La impotencia es una de las mayores frustraciones del humano. Y no porque nos tengamos que considerar omnipotentes, sino porque la no potencia, el no-poder, a menudo, se manifiesta en acciones que creemos deberían estar a nuestro alcance. De uno mismo como sujeto, o de otros.
Sin embargo, dado que existimos en interacción y necesitamos cooperar, las diversidades de cada singularidad, que pueden ser enriquecedoras, se tornan a veces en el mayor lastre. La experiencia al respecto se convierte en una escena algo grotesca, cuando te ves a ti mismo dándote golpes con la testa en un muro indestructible. Y la palabra no sirve, es como si se hubiese quedado hueca, sin significado. Parloteamos durante horas en vano, por lo que el momento en el que constatamos que nada sucedió antes, porque nada cambió después, te desquicias de impotencia.
Esta dificultad lleva a muchos a preferir realizar sus proyectos individualmente que en colaboración con otros.
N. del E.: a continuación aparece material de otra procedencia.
PR #452, opened 2022-03-24
feat(kong-ee): adapt kong-build-tools to be more extendable

hutchic:


Jenkinsfile
```diff
@@ -50,147 +26,145 @@ pipeline {
...
+                        PACKAGE_TYPE = "rpm"
                     }
                     steps {
                         sh 'echo "$DOCKER_PASSWORD" | docker login -u "$DOCKER_USERNAME" --password-stdin || true'
-                        sh 'git clone --single-branch --branch ${KONG_SOURCE} https://github.com/Kong/kong.git ${KONG_SOURCE_LOCATION}'
-                        sh 'export RESTY_IMAGE_BASE=src RESTY_IMAGE_TAG=src PACKAGE_TYPE=src && make package-kong && make test && make cleanup'
-                        sh 'export RESTY_IMAGE_BASE=alpine RESTY_IMAGE_TAG=3.10 PACKAGE_TYPE=apk CACHE=false UPDATE_CACHE=true DOCKER_MACHINE_ARM64_NAME="jenkins-kong-"`cat /proc/sys/kernel/random/uuid` && make package-kong && make test && make cleanup'
+                        sh 'while /bin/bash -c "ps aux | grep [a]pt-get"; do sleep 5; done'
+                        sh 'curl https://raw.githubusercontent.com/Kong/kong/master/scripts/setup-ci.sh | bash'
+                        sh 'git clone --recursive --single-branch --branch ${KONG_SOURCE} https://github.com/Kong/kong-ee.git ${KONG_SOURCE_LOCATION}'
```
hutchic, line 46: todo: when the kong-ee submodules are gone this is no longer necessary

Jenkinsfile
```diff
@@ -4,7 +4,7 @@ pipeline {
         cron(env.BRANCH_NAME == 'master' ? '@weekly' : '')
     }
     environment {
-        KONG_SOURCE = "master"
+        KONG_SOURCE = "feat/branch-by-abstraction"
```
hutchic, line 7: after kong-ee merges set this to master

Makefile
```diff
@@ -62,17 +78,17 @@ endif
...
+	DOCKER_COMMAND?=docker buildx build --progress=$(DOCKER_BUILD_PROGRESS) --push --platform="linux/amd64,linux/arm64"
 endif
 
 # Set this to unique value to bust the cache
 CACHE_BUSTER?=0
 ROOT_DIR:=$(shell dirname $(realpath $(lastword $(MAKEFILE_LIST))))
 TEST_SHA=$$(git log -1 --pretty=format:"%h" -- ${ROOT_DIR}/test/)${CACHE_BUSTER}
 
-REQUIREMENTS_SHA=$$(md5sum $(KONG_SOURCE_LOCATION)/.requirements | cut -d' ' -f 1)
+REQUIREMENTS_SHA=$$(find kong/distribution -type f -print0 | sort -z | xargs -0 sha256sum | sha256sum  | cut -d' ' -f 1)
```
flrgh, line 91: Q: What file(s) is this supposed to checksum?

build-kong.sh
```diff
@@ -10,9 +10,9 @@ rocks_trees = {
 }
 " > $ROCKS_CONFIG
 
+[ -d "/usr/local/share/lua/" ] && cp -R /usr/local/share/lua/ /tmp/build/usr/local/share/
```
flrgh, line 13: Could be wrong, but I _think_ this will cause errexit (`set -e`) to bail out and fail if `/usr/local/share/lua` does not exist. Is that the intended behavior? If not I think this must be wrapped in an `if`

```suggestion
if [[ -d /usr/local/share/lua ]]; then
  cp -R /usr/local/share/lua/ /tmp/build/usr/local/share/ 
fi
```

openresty-build-tools/kong-ngx-build
```diff
@@ -232,6 +232,7 @@ main() {
           notice "Downloaded: $(sha256sum "openssl-$OPENSSL_VER.tar.gz")"
         fi
         tar -xzf openssl-$OPENSSL_VER.tar.gz
+        ln -s openssl-${OPENSSL_VER} openssl
```
flrgh, line 235: Nice! Looks like a good way to let the later stages of the build stop caring about `$DEPENDENCY_VERSION`.

Is there a reason to symlink instead of rename? I don't really have an underlying preference--mostly just curious.

build-kong.sh
```diff
@@ -89,7 +55,18 @@ popd
 cp /kong/COPYRIGHT /tmp/build/usr/local/kong/
 cp /kong/bin/kong /tmp/build/usr/local/bin/kong
 sed -i 's/resty/\/usr\/local\/openresty\/bin\/resty/' /tmp/build/usr/local/bin/kong
+sed -i 's/\/tmp\/build//g' /tmp/build/usr/local/bin/openapi2kong || true
```
flrgh, line 58: This isn't a real suggestion because I know there's a pattern here that nobody wants to deviate from, but... it'd be awesome to see these `sed` invocations using a different pattern delimiter so that `/` doesn't need to be escaped. I like `|` or `#`

```suggestion
sed -i 's#/tmp/build##g' /tmp/build/usr/local/bin/openapi2kong || true
```

Makefile
hutchic: The entire distribution directory. So in the case of kong it will only contain the `.requirements` file but in the case of EE all of https://github.com/Kong/kong-ee/tree/feat/branch-by-abstraction/distribution such that our cache key invalidates when relevant parts of the build process are changed

openresty-build-tools/kong-ngx-build
hutchic: it gives verbosity and convenience:
verbosity `ls` will tell you the specific openssl version convenience `cd openssl` works.

We also require the versioned directory for backwards compatibility reasons :(

build-kong.sh
hutchic: huh yeah in hindsight that's an excellent suggestion. Per the PR description we (Isa and I) are avoiding refactors as much as we can in this series of PR's but for sure. I'd like to lint the entire repository :laughing:

test/tests/03-enterprise-licensing-tests/run.sh
```diff
@@ -0,0 +1,51 @@
...
+msg_test "Create a service"
+assert_response "-d name=testservice -d url=http://mockbin $KONG_ADMIN_URI/services" "201"
+
+msg_test  "List services"
+assert_response "$KONG_ADMIN_URI/services" "200"
+
+msg_test "Create a route"
+assert_response "-d name=testroute -d paths=/ $KONG_ADMIN_URI/services/testservice/routes" "201"
+
+msg_test "List services"
```
yzyyi, line 19: shall we test the "List routes" here

build-kong.sh
```diff
@@ -89,7 +57,18 @@ popd
...
 grep -l -I -r '\/tmp\/build' /tmp/build/
 sed -i 's/\/tmp\/build//' `grep -l -I -r '\/tmp\/build' /tmp/build/`
 
 chown -R 1000:1000 /tmp/build/*
+
+# bytecompile if script is present (as with ee)
+if test -f "/distribution/post-bytecompile.sh"; then
```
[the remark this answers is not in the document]
hutchic: There's the same amount of test protection against such an error as already currently exists -- which is to say none ;)

If we have enough concern I think it a worthy inclusion as a follow up PR though I personally suspect we have larger more pressing test blindspots

test/tests/03-enterprise-licensing-tests/run.sh
hutchic: added list routes in 4b4c703a51a4bcf64bcd8ced3173d44533b5c8a5

flrgh (approved):
:+1: this looks good to me, though I think getting another +1 from a gateway dev with a longer tenure than me before merging would be wise.

yzyyi (approved):

Jenkinsfile
```diff
@@ -13,32 +13,19 @@ pipeline {
         DEBUG = 0
     }
     options {
+        retry(1)
```
hutchic, line 16: to future historians: added a retry not because our code is flaky but the internet in general has a habit of failing exactly when the end to end smoke tests require it to not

Cierto que siempre pueden aparecer controversias, lo problemático es cuando no es que haya controversias explícitas, sino que te hallas de facto que nada nuevo se ha gestado en el horizonte por parte de quienes reiteraron anteriormente que sí, que harían esto, y lo otro.
Si este tipo de colapso se produce en colaboraciones más o menos cercanas, imagino cuán difícil debe ser ningún tipo de colaboración a gran escala, y como se dilatan los tiempos y se difuminan los acuerdos que nunca acontecen.
Hay una impotencia que es propia del humano, otra sea quizás una falta de compromiso con la palabra dada, de conciencia de las propias limitaciones que no se expresan. Es cualquier caso, cuando se padece uno acaba desvencijado.